ACTIVITY:
Could you give every record again, exactly as it reads?

BEGIN INPUT FOR THIS TASK

PR #3991, opened 2026-08-27
Add option to pick reverse translation target triple

maarquitos14:

PR #3994, opened 2026-09-01
Derive addrspace map out of explicit target triple

maarquitos14:
Stacked on top of #3991.

When an explicit target triple is specified through `--spirv-target-triple`, we need to make sure that the addrspace map is aligned with the specified triple. This PR only adds the addrspace map for AMDGCN triples, but new ones can be easily added if needed. If there is no triple specified, or the triple is unknown, we fallback to the default addrspace map.

### DIFF
--- a/lib/SPIRV/LLVMSPIRVOpts.cpp
+++ b/lib/SPIRV/LLVMSPIRVOpts.cpp
@@ -74,7 +74,7 @@ constexpr TargetAddrSpaceMapping BuiltinAddrSpaceMaps[] = {
          AMDGPUAS::BUFFER_FAT_POINTER, // SPIRAS_Input
          AMDGPUAS::BUFFER_RESOURCE,    // SPIRAS_Output
          // TODO: FLAT clashes with BUFFER_STRIDED_POINTER; may need revisiting.
-         AMDGPUAS::FLAT_ADDRESS,       // SPIRAS_CodeSectionINTEL
+         AMDGPUAS::FLAT_ADDRESS, // SPIRAS_CodeSectionINTEL
      },
      AMDGPUAS::FLAT_ADDRESS},
 };
--- a/lib/SPIRV/LLVMSPIRVOpts.cpp
+++ b/lib/SPIRV/LLVMSPIRVOpts.cpp
@@ -44,10 +44,55 @@
 #include <llvm/ADT/SmallVector.h>
 #include <llvm/ADT/StringRef.h>
 #include <llvm/IR/IntrinsicInst.h>
+#include <llvm/Support/AMDGPUAddrSpace.h>
+#include <llvm/TargetParser/Triple.h>
 #include <optional>
 
 using namespace llvm;
 using namespace SPIRV;
+
+namespace {
+// AddrSpaceMap is a positional std::array; Map is indexed by SPIRAS_*.
+struct TargetAddrSpaceMapping {
+  Triple::ArchType Arch;
+  AddrSpaceMap Map;
+  // Pinned so getFunctionProgramAddrSpace() does not fall back to the private
+  // AS and emit a spurious -P<n> in the datalayout.
+  uint32_t ProgramAS;
+};
+
+constexpr TargetAddrSpaceMapping BuiltinAddrSpaceMaps[] = {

END INPUT FOR THIS TASK

FINISHED EXERCISE:
PR #3991, opened 2026-08-27
Add option to pick reverse translation target triple

maarquitos14:

PR #3994, opened 2026-09-01
Derive addrspace map out of explicit target triple

maarquitos14:
Stacked on top of #3991.

When an explicit target triple is specified through `--spirv-target-triple`, we need to make sure that the addrspace map is aligned with the specified triple. This PR only adds the addrspace map for AMDGCN triples, but new ones can be easily added if needed. If there is no triple specified, or the triple is unknown, we fallback to the default addrspace map.

### DIFF
--- a/lib/SPIRV/LLVMSPIRVOpts.cpp
+++ b/lib/SPIRV/LLVMSPIRVOpts.cpp
@@ -74,7 +74,7 @@ constexpr TargetAddrSpaceMapping BuiltinAddrSpaceMaps[] = {
          AMDGPUAS::BUFFER_FAT_POINTER, // SPIRAS_Input
          AMDGPUAS::BUFFER_RESOURCE,    // SPIRAS_Output
          // TODO: FLAT clashes with BUFFER_STRIDED_POINTER; may need revisiting.
-         AMDGPUAS::FLAT_ADDRESS,       // SPIRAS_CodeSectionINTEL
+         AMDGPUAS::FLAT_ADDRESS, // SPIRAS_CodeSectionINTEL
      },
      AMDGPUAS::FLAT_ADDRESS},
 };
--- a/lib/SPIRV/LLVMSPIRVOpts.cpp
+++ b/lib/SPIRV/LLVMSPIRVOpts.cpp
@@ -44,10 +44,55 @@
 #include <llvm/ADT/SmallVector.h>
 #include <llvm/ADT/StringRef.h>
 #include <llvm/IR/IntrinsicInst.h>
+#include <llvm/Support/AMDGPUAddrSpace.h>
+#include <llvm/TargetParser/Triple.h>
 #include <optional>
 
 using namespace llvm;
 using namespace SPIRV;
+
+namespace {
+// AddrSpaceMap is a positional std::array; Map is indexed by SPIRAS_*.
+struct TargetAddrSpaceMapping {
+  Triple::ArchType Arch;
+  AddrSpaceMap Map;
+  // Pinned so getFunctionProgramAddrSpace() does not fall back to the private
+  // AS and emit a spurious -P<n> in the datalayout.
+  uint32_t ProgramAS;
+};
+
+constexpr TargetAddrSpaceMapping BuiltinAddrSpaceMaps[] = {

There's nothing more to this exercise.